**** RECORDS FOR THE EXERCISE ****
Issue #1582, opened 2024-10-17
Found 2 elements with non-unique id #expandable-section-toggle warning in console log


apupier:
### Describe the Bug

Found 2 elements with non-unique id #expandable-section-toggle warning in console log

### Steps to Reproduce the Bug or Issue

1. create a route
2. add asterisk component
3. select the asterisk component
4. in config form, click All tab

### Screenshots or Videos

![image](https://github.com/user-attachments/assets/25a2c6d0-48ee-4074-a95a-6c0de5303c1d)

### Platform

- OS: [e.g. macOS, Windows, Linux]
- Browser: [e.g. Chrome, Safari, Firefox]
- Version: [e.g. 0.30.0]

PR #1636, opened 2024-11-19
fix(CanvasForm): Avoid duplicated Expandable section ID

lordrip:
fix: https://github.com/KaotoIO/kaoto/issues/1582


packages/ui/src/components/Form/__snapshots__/CustomAutoFields.test.tsx.snap
```diff
@@ -607,7 +607,7 @@ exports[`CustomAutoFields renders \`AutoFields\` for common fields 1`] = `
           aria-controls="expandable-section-content"
           aria-expanded="false"
           class="pf-v5-c-expandable-section__toggle"
-          id="expandable-section-toggle"
+          id="expandable-section-toggle-processor consumer (advanced)"
```
apupier, line 610: is it fine to have ids with spaces and parenthesis? (I do no tknow, just noticed that others around do not have that and using dash instead of spaces)

apupier (approved):

packages/ui/src/components/Form/__snapshots__/CustomAutoFields.test.tsx.snap
lordrip: From the docs: https://html.spec.whatwg.org/multipage/dom.html#the-id-attribute

> When specified on [HTML elements](https://html.spec.whatwg.org/multipage/infrastructure.html#html-elements), the [id](https://html.spec.whatwg.org/multipage/dom.html#the-id-attribute) attribute value must be unique amongst all the [IDs](https://dom.spec.whatwg.org/#concept-id) in the element's [tree](https://dom.spec.whatwg.org/#concept-tree) and must contain at least one character. The value must not contain any [ASCII whitespace](https://infra.spec.whatwg.org/#ascii-whitespace).

Although the browser is not complaining (neither Chrome nor Firefox), probably it would be better to replace all whitespace with `-`

Issue #1581, opened 2024-10-17
Route label is not respecting the settings to display id or description


apupier:
### Describe the Bug

Route label is not respecting the settings to display id or description; it always display the description when there is one

### Steps to Reproduce the Bug or Issue

1. create a route
2. change settings to display id for nodes
3. select route and provide a description
4. click elsewheree so that changes are applied
5. --> the route label is using the description

### Platform

- OS: [e.g. macOS, Windows, Linux]
- Browser: [e.g. Chrome, Safari, Firefox]
- Version: [e.g. 0.30.0]

shivamG640:
Also check for Containers!

PR #1637, opened 2024-11-19
fix(Canvas): Use description for root groups

lordrip:
### Context
Currently, the root groups use the `id` or the `name` as a label.

### Changes
This commit adds the possibility to use the `description`, if configured, instead.

| Before | After |
| --- | --- |
| image | image |

fix: https://github.com/KaotoIO/kaoto/issues/1581

### DIFF
--- a/packages/ui-tests/cypress/e2e/designer/rootContainerConfig/rootContainersConf.cy.ts
+++ b/packages/ui-tests/cypress/e2e/designer/rootContainerConfig/rootContainersConf.cy.ts
@@ -90,7 +90,7 @@ describe('Test for camel route root containers configuration', () => {
     cy.uploadFixture('flows/kamelet/basic.yaml');
     cy.openDesignPage();
 
-    cy.openRootConfigurationTab('eip-action');
+    cy.openRootConfigurationTab('Produces periodic events about random users!');
 
     cy.selectFormTab('All');
     cy.interactWithConfigInputObject('name', 'test.name');
--- a/packages/ui-tests/cypress/e2e/designer/specialCamelRoutes/routeConfiguration.cy.ts
+++ b/packages/ui-tests/cypress/e2e/designer/specialCamelRoutes/routeConfiguration.cy.ts
@@ -3,26 +3,40 @@ describe('Test for root route configuration container', () => {
     cy.openHomePage();
   });
 
+  it('Update routeConfiguration description', () => {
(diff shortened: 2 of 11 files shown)


packages/ui-tests/cypress/e2e/designer/rootContainerConfig/rootContainersConf.cy.ts
```diff
@@ -90,7 +90,7 @@ describe('Test for camel route root containers configuration', () => {
     cy.uploadFixture('flows/kamelet/basic.yaml');
     cy.openDesignPage();
 
-    cy.openRootConfigurationTab('eip-action');
+    cy.openRootConfigurationTab('Produces periodic events about random users!');
```
lordrip, line 93: @tplevko, now we see the Kamelet's `description` in the node's label by default.

packages/ui-tests/cypress/e2e/designer/specialCamelRoutes/routeConfiguration.cy.ts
****
## YOUR TASK
Word for word, repeat the data from its first line through the line with "lordrip: From the", including both of those lines and no others.

## RESPONSE BELOW
Issue #1582, opened 2024-10-17
Found 2 elements with non-unique id #expandable-section-toggle warning in console log


apupier:
### Describe the Bug

Found 2 elements with non-unique id #expandable-section-toggle warning in console log

### Steps to Reproduce the Bug or Issue

1. create a route
2. add asterisk component
3. select the asterisk component
4. in config form, click All tab

### Screenshots or Videos

![image](https://github.com/user-attachments/assets/25a2c6d0-48ee-4074-a95a-6c0de5303c1d)

### Platform

- OS: [e.g. macOS, Windows, Linux]
- Browser: [e.g. Chrome, Safari, Firefox]
- Version: [e.g. 0.30.0]

PR #1636, opened 2024-11-19
fix(CanvasForm): Avoid duplicated Expandable section ID

lordrip:
fix: https://github.com/KaotoIO/kaoto/issues/1582


packages/ui/src/components/Form/__snapshots__/CustomAutoFields.test.tsx.snap
```diff
@@ -607,7 +607,7 @@ exports[`CustomAutoFields renders \`AutoFields\` for common fields 1`] = `
           aria-controls="expandable-section-content"
           aria-expanded="false"
           class="pf-v5-c-expandable-section__toggle"
-          id="expandable-section-toggle"
+          id="expandable-section-toggle-processor consumer (advanced)"
```
apupier, line 610: is it fine to have ids with spaces and parenthesis? (I do no tknow, just noticed that others around do not have that and using dash instead of spaces)

apupier (approved):

packages/ui/src/components/Form/__snapshots__/CustomAutoFields.test.tsx.snap
lordrip: From the docs: https://html.spec.whatwg.org/multipage/dom.html#the-id-attribute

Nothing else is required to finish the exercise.